購入特典として、Pixel 11シリーズにはYouTube Premiumの3カ月無料特典が用意されています。すでにYouTube Premiumへ登録しているユーザーは対象外です。
Google AI Proの6カ月無料特典は、Pixel 11 Pro、Pixel 11 Pro XL、Pixel 11 Pro Foldが対象です。通常のPixel 11は対象に含まれないため注意してください。
Pixel 11へ買い替える価値はあるのか
Pixel 10からの買い替えは必須ではありませんが、Pixel 8以前のモデルからなら、カメラ、望遠、充電、AI処理をまとめて更新できます。
Pixel 11が向いているのは、次のような人です。
- Proモデルほど高価でなくても、光学5倍望遠カメラが欲しい人
- 暗所撮影を改善したい人
- 128GBでは不足し、256GB以上のストレージが必要な人
- Pixelsnapによる25Wワイヤレス充電を利用したい人
- 今後追加されるPixel向けAI機能を長期間使いたい人
- Pixel 8以前のモデルを使用している人
一方、次のような人はPixel 10を使い続けてもよいでしょう。
- Pixel 10の性能やカメラに不満がない人
- バッテリー容量の大幅な増加を期待している人
- ゲームの最高性能を最優先する人
- 日本未対応のGemini Intelligence機能をすぐ使いたい人
- 最大20倍のズームで十分な人
Pixel 10からPixel 11では、ディスプレイ、本体サイズ、RAM、有線充電速度、アップデート期間がほぼ変わっていません。AI処理やカメラの改善に明確な目的がなければ、1年で買い替える効果は限定的です。
Pixel 11についてよくある質問
Pixel 11の購入前には、価格だけでなく、ストレージ容量と日本でのAI機能の提供状況を確認することが重要です。
Pixel 11の日本発売日はいつですか?
Pixel 11、Pixel 11 Pro、Pixel 11 Pro XL、Pixel 11 Pro Foldは、2026年8月20日に日本で発売されました。
Pixel 11の価格はいくらですか?
Google StoreでのPixel 11の価格は、256GBが136,800円、512GBが156,800円です。

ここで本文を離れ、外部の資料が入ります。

PR #1255, opened 2022-05-18
Privacy report expressions

CohenArthur:
This adds privacy reporting to all expression types inside our HIR. It also restricts the `PrivacyReporter` visitor to `HIR::Expression`s and `HIR::Stmt`s as a lot of the previous types did not need to be visited.

### DIFF
--- a/gcc/rust/privacy/rust-privacy-reporter.cc
+++ b/gcc/rust/privacy/rust-privacy-reporter.cc
@@ -39,10 +39,13 @@ void
 PrivacyReporter::check_for_privacy_violation (const NodeId &use_id,
 					      const Location &locus)
 {
-  NodeId ref_node_id;
+  NodeId ref_node_id = UNKNOWN_NODEID;
 
   // FIXME: Don't assert here - we might be dealing with a type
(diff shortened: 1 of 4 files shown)


CohenArthur:
Sorry for the really large commit! It didn't make too much sense to split it as the changes are extremely similar

gcc/rust/privacy/rust-privacy-reporter.cc
```diff
@@ -93,161 +96,218 @@ void
...
-
-void
-PrivacyReporter::visit (HIR::TypePathSegmentGeneric &segment)
-{}
-
 void
 PrivacyReporter::visit (HIR::TypePathSegmentFunction &segment)
-{}
+{
+  // FIXME: Do we need to do anything for this?
```
philberty, line 109: We haven't done anything for these yet in general i always have to lookup the rust reference to remember what they are.

CohenArthur: Mmh interesting. I'll look into it when figuring out the last bits of type privacy reporting

PR #1607, opened 2022-10-19
Improve AST Fragment class

CohenArthur:
This changes the APIs around creating AST fragments and refactors the class into its own header and source file, hopefully making it easier to use. This will also help creating "unexpanded" AST fragments for proper builtin macro expansion with the new fixed-point algorithm introduced by #1606 

@liushuyu pinging you since you've worked extensively with the macro system. Would love your review!


philberty (approved):
LGTM

PR #1613, opened 2022-10-24
builtins: Rename all bang macro handlers

CohenArthur:
This renames all builtin macro functions to `<macro>_handler`. This helps avoiding the `ifdef/undef` dance we performed for MacOS in order to compile the `assert` method


dafaust (approved):
Makes sense to me!

PR #1614, opened 2022-10-25
intrinsics: Add rust_sorry wrapper for unimplemented intrinsics

CohenArthur:
This allows us to define intrinsics without implementing their body. This will be useful for atomic intrinsics for example, as there are a lot of them and we should work on implementing them one by one properly and slowly


dafaust (approved):
LGTM!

Pixel 10にあった128GBモデルは廃止されているため、最安価格だけで比較せず、同じストレージ容量で比較する必要があります。
Gemini Nanoはオフラインで使えますか?
Gemini Nanoはオンデバイス処理に対応していますが、Pixel 11のAI機能がすべてオフラインで動作するわけではありません。
Geminiアプリや外部情報を参照する機能などでは、インターネット接続やクラウド処理が必要になる場合があります。

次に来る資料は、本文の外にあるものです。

PR #1615, opened 2022-10-25
intrinsics: Add early implementation for atomic_store_{seqcst, relaxed, release}

CohenArthur:
Needs #1614 so ignore the first commit

This commit adds support for three `atomic_store_*` intrinsics declared
in the core library. The mapping is as follows:

- atomic_store_seqcst(dst, val) -> __atomic_store_n(dst, val,
  __ATOMIC_SEQ_CST)
- atomic_store_relaxed(dst, val) -> __atomic_store_n(dst, val,
  __ATOMIC_RELAXED)
- atomic_store_release(dst, val) -> __atomic_store_n(dst, val,
  __ATOMIC_RELEASE)

The one remaining question is whether `atomic_store_unordered` can be
abstracted as an atomic store with the __ATOMIC_RELAXED ordering.

This commit also performs the overloading "by hand": Replacing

Tensor G6なら日本でもGemini Intelligenceを使えますか?
Tensor G6とGemini Nanoは搭載されていますが、Gemini Intelligenceの先回り機能は発売時点で日本未対応です。
Googleは日本向けに順次展開すると説明していますが、各機能の具体的な提供日は発表していません。
Pixel 10からPixel 11へ買い替えるべきですか?
カメラの暗所性能、最大30倍ズーム、25Wワイヤレス充電を必要としないなら、Pixel 10から急いで買い替える必要性は高くありません。

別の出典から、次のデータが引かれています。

PR #1620, opened 2022-10-26
Intrinsics unchecked ops

CohenArthur:
Addresses #658

### DIFF
--- a/gcc/rust/backend/rust-compile-intrinsic.cc
+++ b/gcc/rust/backend/rust-compile-intrinsic.cc
@@ -34,6 +34,22 @@
 namespace Rust {
 namespace Compile {
 
+static bool
+is_basic_integer_type (TyTy::BaseType *type)
+{
+  switch (type->get_kind ())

Pixel 11は全面刷新というより、Pixel 10の基本設計を維持しながら、カメラとAI処理を重点的に改良したモデルです。
まとめ
Pixel 11は、スペック表の数字を一斉に引き上げるのではなく、Tensor G6、Gemini Nano、大型カメラセンサー、Qi2.2充電によって、AIと撮影体験を実用的に改善したスマートフォンです。
通常モデルでも光学5倍望遠カメラを搭載し、超解像ズームは最大30倍に向上しました。メインカメラは同じ48メガピクセルでも、センサーの大型化によって感度が改善されています。
また、最低ストレージ容量は256GBとなり、同容量のPixel 10より7,100円安くなりました。128GBで十分だった人には最低購入価格の上昇となりますが、容量単位で見れば価格競争力は高まっています。
最大の注意点は、Gemini Nanoを搭載していても、Googleが紹介したGemini Intelligenceの一部機能は日本でまだ利用できないことです。Pixel 11を選ぶ際は、将来のAI機能だけでなく、現在利用できるカメラ、充電、ストレージ、7年間のアップデートを基準に判断するとよいでしょう。
※価格、キャンペーン、AI機能の提供状況は2026年8月21日時点の情報です。購入前にGoogle Store、各通信事業者の公式サイトで最新情報をご確認ください。